Breakthrough Assessment
8/10
Significantly extends the utility of latent-space memory models by solving the 'forgetting' problem via CPU offloading, bridging the gap between fixed-context models and RAG.
⚙️ Technical Details
Problem Definition
Setting: Causal language modeling with augmented latent memory
Inputs: Input text sequence x split into chunks
Outputs: Next token probabilities utilizing both immediate context and retrieved latent history
Pipeline Flow
Input Encoder (Llama-3) -> STM Update (GPU) -> Eviction to LTM (CPU) -> Retrieval (CPU to GPU) -> Generation (GPU)
System Modules
Base LLM
Core language modeling and hidden state generation
Model or implementation: Llama-3.1-8B
Memory Updater
Compresses new chunks into STM and evicts oldest K tokens to LTM
Model or implementation: LoRA Adapter (Update-specific)
Latent Retriever
Selects relevant tokens from LTM based on current query hidden states
Model or implementation: 2-layer MLP Projectors (Query and Key)
Generator
Generates text using combined STM and retrieved LTM
Model or implementation: LoRA Adapter (Generate-specific)
Novel Architectural Elements
Dual LoRA weights: distinct adapters for 'Update' (write) and 'Generate' (read) phases
Hybrid GPU/CPU memory hierarchy for latent states (STM on GPU, LTM on CPU)
Layer-wise latent retriever shared across all query heads (unlike per-head retrieval in SnapKV)
Code is publicly available at https://github.com/wangyu-ustc/MemoryLLM. Model built on Llama-3.1-8B. Detailed training stages and data mix ratios provided.
📊 Experiments & Results
Evaluation Setup
Long-context evaluation involving knowledge retention and understanding tasks.
Benchmarks:
Knowledge Retention (Recall of injected information at varying distances) [New]
Long-book understanding (Comprehension of lengthy narratives)
Metrics:
Effective Context Length
Knowledge Retention Rate
Statistical methodology: Not explicitly reported in the paper
Key Results
Benchmark
Metric
Baseline
This Paper
Δ
Knowledge Retention
Retained Token Limit
20000
160000
140000
Main Takeaways
M+ successfully decouples memory capacity from GPU memory limits by leveraging CPU storage for long-term history.
The co-trained retriever effectively identifies relevant latent states without the high computational cost of per-head retrieval mechanisms.
Using separate LoRA weights for memory updates and memory generation facilitates better learning of the distinct 'compression' and 'reading' tasks.
📚 Prerequisite Knowledge
Prerequisites
Transformer Architecture (Decoder-only)
Latent Space Representation
Key-Value (KV) Caching
Low-Rank Adaptation (LoRA)
Key Terms
Latent-Space Memory: Storing information as high-dimensional vectors (hidden states) rather than raw text or discrete tokens.

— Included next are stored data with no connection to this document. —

PR #8919, opened 2024-08-01
refactor(turborepo): change the ui config to use an enum

NicholasLYang:
### Description

Right now we internally represent the `ui` config as a boolean. This isn't very extensible, so I refactored it to be an enum instead

### DIFF
--- a/crates/turborepo-lib/src/cli/mod.rs
+++ b/crates/turborepo-lib/src/cli/mod.rs
@@ -8,7 +8,7 @@ use clap::{
 };
 use clap_complete::{generate, Shell};
 pub use error::Error;
-use serde::{Deserialize, Serialize};
+use serde::Serialize;
 use tracing::{debug, error, log::warn};
 use turbopath::AbsoluteSystemPathBuf;
 use turborepo_api_client::AnonAPIClient;
@@ -29,6 +29,7 @@ use crate::{
     run::watch::WatchClient,
     shim::TurboState,
     tracing::TurboSubscriber,
+    turbo_json::UIMode,
 };
 
 mod error;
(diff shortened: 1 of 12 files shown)


crates/turborepo-lib/src/turbo_json/mod.rs
```diff
@@ -1080,7 +1058,7 @@ mod tests {
     #[test_case(r#"{ "ui": "tui" }"#, Some(UI::Tui) ; "tui")]
     #[test_case(r#"{ "ui": "stream" }"#, Some(UI::Stream) ; "stream")]
```
chris-olszewski, line 1059:
```suggestion
    #[test_case(r#"{ "ui": "tui" }"#, Some(UIMode::Tui) ; "tui")]
    #[test_case(r#"{ "ui": "stream" }"#, Some(UIMode::Stream) ; "stream")]
```

crates/turborepo-lib/src/cli/mod.rs
```diff
@@ -2560,3 +2559,24 @@ mod test {
         );
     }
 }
+
+#[derive(Serialize, Deserialize, Debug, Copy, Clone, Deserializable, PartialEq, Eq, ValueEnum)]
+#[serde(rename_all = "camelCase")]
+pub enum UIMode {
```
chris-olszewski, line 2565: Nit: Is there a reason for hoisting this to the CLI module? It feels like it should live in the `turbo_json` or `config` layer. Not that we're in a place to split up `turborepo-lib`, but if we did I think `cli` would still be an "entry" module that depends on `config`/`turbo_json` modules.

Also if we're moving the implementation, we should move the unit tests for ser/de with it.

chris-olszewski (approved):
Aside from hoisting the enum to `cli` LGTM.

PR #8906, opened 2024-08-01
chore: remove turbopack crates

ForsakenHarmony:
### Why?

[vercel.com/blog/turbopack-moving-homes](https://vercel.com/blog/turbopack-moving-homes)

PR #8923, opened 2024-08-01
removes prettierignore files related to turbopack

dimitropoulos:
with turbopack being removed in #8906, we can also remove mentions of turbopack crates in the prettierignore

### DIFF
--- a/.prettierignore
+++ b/.prettierignore
@@ -22,7 +22,5 @@ __generated__/
 # crates
 crates/*/js/src/compiled
 crates/next-transform-strip-page-exports/tests
-crates/next-transform-dynamic/tes
-
 # generators
 *.hbs
--- a/.prettierignore
+++ b/.prettierignore
@@ -21,14 +21,8 @@ __generated__/
 
 # crates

Short-Term Memory (STM): A fixed-size memory pool kept on the GPU (denoted as theta) containing the most recent context states.

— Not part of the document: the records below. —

PR #9356, opened 2024-10-30
feat(mfe): inject local proxy

chris-olszewski:
### Description

This PR adds all support necessary for starting a MFE local proxy:
 - Adds new `CommandProvider` to allow for multiple strategies for constructing a command depending on the type
 - Adds parsing logic for `micro-frontends.jsonc`
 - Parses all `micro-frontends.jsonc` found in the package graph*
 - Adding a task definition for the generated `proxy` task if MFE configs are found
 - Explicitly include the `proxy` tasks in engine building step if a MFE dev task is found in the product of the package `--filter` and the tasks specified in `turbo run`
 - Adds a `CommandProvider` that construct a command that invokes the MFE local proxy

⚠️ This currently only support MFE configs that are located in shared packages and doesn't respect a loose MFE configs.

Follow up work:
 - [ ] Handle configurable MFE config location

### Testing Instructions

In a repository with MFE, run a dev task for one of the configured MFE. This should result in a `#proxy` task being injected for that MFE and correctly configured to route traffic to the dev tasks or a remote host.

### DIFF
--- a/crates/turborepo-lib/src/task_graph/visitor/command.rs
+++ b/crates/turborepo-lib/src/task_graph/visitor/command.rs
@@ -1,11 +1,14 @@
-use std::path::PathBuf;
+use std::{
+    collections::{HashMap, HashSet},
+    path::PathBuf,
+};
 
 use turbopath::AbsoluteSystemPath;
 use turborepo_env::EnvironmentVariableMap;
 use turborepo_repository::package_graph::{PackageGraph, PackageInfo, PackageName};
 
 use super::Error;
-use crate::{opts::TaskArgs, process::Command, run::task_id::TaskId};
+use crate::{engine::Engine, opts::TaskArgs, process::Command, run::task_id::TaskId};
 
 pub trait CommandProvider {
     fn command(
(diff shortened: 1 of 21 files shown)


crates/turborepo-lib/src/turbo_json/loader.rs
```diff
@@ -147,9 +170,19 @@ impl TurboJsonLoader {
...
+                packages,
+                micro_frontends_configs,
+            } => {
                 let path = packages.get(package).ok_or_else(|| Error::NoTurboJSON)?;
-                load_from_file(&self.repo_root, path)
+                let should_inject_proxy_task = micro_frontends_configs
+                    .as_ref()
+                    .map_or(false, |configs| configs.contains_package(package.as_str()));
+                if should_inject_proxy_task {
+                    load_from_file_with_proxy(&self.repo_root, path)
```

Long-Term Memory (LTM): A scalable memory pool kept on the CPU (denoted as Theta) containing older states evicted from STM.

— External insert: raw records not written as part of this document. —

PR #9365, opened 2024-11-01
wip

anthonyshew:

### DIFF
--- a/crates/turborepo-ui/src/tui/table.rs
+++ b/crates/turborepo-ui/src/tui/table.rs
@@ -124,21 +124,24 @@ impl<'a> StatefulWidget for &'a TaskTable<'a> {
         .column_spacing(0)
         .block(Block::new().borders(Borders::RIGHT))
         .header(
-            vec![format!("Tasks\n{bar}"), " \n─".to_owned()]
-                .into_iter()
-                .map(Cell::from)
-                .collect::<Row>()
-                .height(2),
-        )
-        .footer(
-            vec![
-                format!("{bar}\n{TASK_NAVIGATE_INSTRUCTIONS}\n{HIDE_INSTRUCTIONS}"),
-                format!("─\n "),
-            ]
+            vec![Text::styled(
+                "Tasks\n",
+                Style::default().fg(Color::DarkGray),
+            )]
             .into_iter()
             .map(Cell::from)
             .collect::<Row>()
-            .height(3),
+            .height(1),
+        )
+        .footer(
+            vec![Text::styled(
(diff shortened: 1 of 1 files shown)


chris-olszewski:
> I don't know if there's a way to tell Ratatui to use different foreground colors for light vs. dark backgrounds?

Not to my knowledge. I think we would need to query the terminal for the default fg/bg colors (I do not know how to do this in a terminal agnostic way), some heuristic for deciding if bg was dark/light, and just have two sets of colors.

crates/turborepo-ui/src/tui/table.rs
```diff
@@ -124,21 +124,24 @@ impl<'a> StatefulWidget for &'a TaskTable<'a> {
         .column_spacing(0)
         .block(Block::new().borders(Borders::RIGHT))
         .header(
-            vec![format!("Tasks\n{bar}"), " \n─".to_owned()]
-                .into_iter()
-                .map(Cell::from)
-                .collect::<Row>()
-                .height(2),
+            vec![Text::styled(
+                "Tasks\n",
```
chris-olszewski, line 128: I don't think this really matters since the `height(1)` is set, but may as well make the cell text a single line
```suggestion
                "Tasks",
```

crates/turborepo-ui/src/tui/table.rs
```diff
@@ -124,21 +124,24 @@ impl<'a> StatefulWidget for &'a TaskTable<'a> {
...
+            .height(1),
         )
         .footer(
-            vec![
-                format!("{bar}\n{TASK_NAVIGATE_INSTRUCTIONS}\n{HIDE_INSTRUCTIONS}"),
-                format!("─\n "),
-            ]
+            vec![Text::styled(
+                format!("{TASK_NAVIGATE_INSTRUCTIONS}\n{HIDE_INSTRUCTIONS}"),
+                Style::default().fg(Color::DarkGray),
```
chris-olszewski, line 139: Maybe use the [`DIM`](https://docs.rs/ratatui/latest/ratatui/style/struct.Modifier.html) modifier instead?
```suggestion
                Style::default().add_modifier(Modifier::DIM),
```

chris-olszewski (approved):
I think this looks good, we could look at just using DIM instead of a different color. This is a screenshot of using DIM:
Screenshot 2024-11-01 at 12 23 04 PM

crates/turborepo-ui/src/tui/table.rs
anthonyshew: Oh, that's fantastic. Didn't know it was there.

Co-trained Retriever: A retrieval module trained simultaneously with the language model to select relevant hidden states based on the current context.
LoRA: Low-Rank Adaptation—a parameter-efficient fine-tuning technique that freezes pre-trained weights and injects trainable rank decomposition matrices.
SlimPajama: A large-scale, deduplicated dataset used for training LLMs, specifically used here for long-context curriculum training.
Contrastive Loss: A training objective that pulls positive pairs (relevant memory) closer and pushes negative pairs (irrelevant memory) apart in the embedding space.